Ten o'clock on Saturday night in the flatlands of Anaheim. RVs,
acres of RVs, in every direction, pitched like so many aluminum
tents on the asphalt outside Edison Field. There's no one in the
parking lot, but the echoes of the warm January day remain: the
girls in tube tops, the coolers planted deep with Bud bottles,
the teenage boys drag-racing scooters, the discordant hum of a
thousand CDs fed through a thousand driver's-side speakers.

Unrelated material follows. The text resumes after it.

PR #558, opened 2026-07-09
fix(remote): encode pipe-shape pipelinerun filenames in run-inputs ConfigMap keys (#557)

kalantar:
Closes #557.

## What changed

The action now is inside the stadium, where 45,000 people are on
their feet and roaring at a supercross spectacle that is part
stock car race, part rock concert, part prizefight. Or at least
you think they're roaring. It's impossible to tell over the
sound of the nearly two dozen 250-cc motorcycles being primed
and revved and primed again, the din like the buzzing of a
toppled hornets' nest. The bikes quiver as a thousand
flashbulbs wink and the man on the P.A. does his best Michael
Buffer and the sticky-sweet smell of spilled beer rises into
the California night. And then they're off, knobby tires digging
over the three-quarter-mile track, 1.5 million pounds of brown
earth that was hauled in by semis and laid down in waves and
hills and cattle-grate ridges. Skidding out of the first turn,
the riders take the crest and launch into the air, flying 15,
20, 30 feet--three stories!--above the ground, a fleet of Evel
Knievels twisting into the sky.

One figure peaks higher than the rest--or maybe it just seems
that way because you, like everyone else in this baseball stadium
that feels nothing like a baseball stadium, are watching Ricky
Carmichael on his red number 4 Honda CR250R. You are waiting for
him to take the lead, as he did almost unfailingly en route to
winning the last two winter supercross championships, and did
without exception during the 2002 summer motocross season, in
which he not only won all 12 American Motocross Association (AMA)
events but also every qualifying heat to boot, going a perfect 24
for 24 over the milelong outdoor tracks. To call Ricky Carmichael
the Michael Jordan of motocross would be a disservice, for even
when Jordan was still lord of basketball, he never dominated his
sport the way this 23-year-old from Havana, Fla., does.

For a better analogy, picture a tennis player so good that he
wins not only every tournament of the year but also every set.
And then remember that Carmichael does his magic aboard a
200pound piece of machinery that if he lands wrong off a jump,
could snap his spine like a carrot stick. One must only scan the
second deck of the stadium to see the cautionary tales, dozens of
former racers and wannabes, young men in wheelchairs with all the
trappings of youth--their hats wedged backward and tattoos
curling up their forearms--but none of the freedom.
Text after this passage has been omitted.